Most forecasting methods produce conditional forecasts: given the past, what will the future look like under business as usual? But the questions decision-makers actually want answered are counterfactual: what will the future look like if we run a particular promotion, change a price, deploy a new product? Causal forecasting — which connects directly to Chapter 03 on causal inference later in this Part — is the discipline of producing forecasts that are valid under interventions, not just under continuation of historical patterns. The intersection of causal inference and forecasting is one of the most consequential research areas in 2026, and the answers will reshape how decisions get made on top of forecasts.
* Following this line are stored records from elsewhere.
PR #3321, opened 2018-09-02
Add badge to display install size

styfle:

* [ ] a bug fix
* [ ] a new feature
* [ ] other

### Current behaviour

No badge

### New behaviour

Badge that displays the npm install size

### DIFF
--- a/Readme.md
+++ b/Readme.md
@@ -7,6 +7,7 @@
 [![devDependency Status](https://david-dm.org/socketio/socket.io/dev-status.svg)](https://david-dm.org/socketio/socket.io#info=devDependencies)
 [![NPM version](https://badge.fury.io/js/socket.io.svg)](https://www.npmjs.com/package/socket.io)
 ![Downloads](https://img.shields.io/npm/dm/socket.io.svg?style=flat)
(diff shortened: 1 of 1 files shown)


oke11o:
Hi! Gays.

Great PR.

I approve this.

darrachequesne:
I'm not sure we really need yet another badge. Following the bundle size of the client could be interesting though, does packagephobia support this?

styfle:
There is another tool to determine the webpack bundle size of a package called [Bundle Phobia](https://bundlephobia.com/result?p=socket.io)

I would argue that the [Package Phobia](https://packagephobia.now.sh/result?p=socket.io) size is interesting because it shows how durastic the change in dependencies was in v2.1.0

If you bundle your own file, you can use [badge-size](https://github.com/ngryman/badge-size) to display the size of a single file.

All of these options are available on badgen.net like so:

- https://badgen.net/packagephobia/install/socket.io
- https://badgen.net/bundlephobia/minzip/socket.io
- https://badgen.net/badgesize/gzip/https://unpkg.com/socket.io/lib/client.js

styfle:
@darrachequesne Are you aware the `socket.io` version published today jumped from 2.39 MB to 3.21 MB?

https://packagephobia.com/result?p=socket.io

The chapters on causal inference and causal ML in this Part develop the theoretical framework; this chapter has set up the forecasting infrastructure on which causal forecasting builds.

What this chapter does not cover

Anomaly detection on time-series data is the subject of Chapter 02 (Anomaly Detection). The full causal framework — potential outcomes, DAGs, do-calculus, and the methods for estimating causal effects from observational data — is the subject of Chapter 03 (Causal Inference) and Chapter 04 (Causal Machine Learning). Survival analysis, which models time-to-event data with censoring (when did this customer churn? when will this machine fail?), is the subject of Chapter 06 (Survival Analysis & Event Modeling). And the broader question of how foundation models for time series will integrate with the foundation-model trends in language and vision — multimodal time series, language-conditioned forecasting, agents that reason over time-series streams — is the most active research frontier in the field as of 2026.

Time series is the data type behind every forecasting decision in modern operations. The classical methods of this chapter remain the foundation; the deep-learning era refined the architectures; the foundation-model era has fundamentally changed the workflow. A practitioner who understands all three layers — and who knows when to reach for which — is the one who can build forecasting systems that decision-makers actually trust.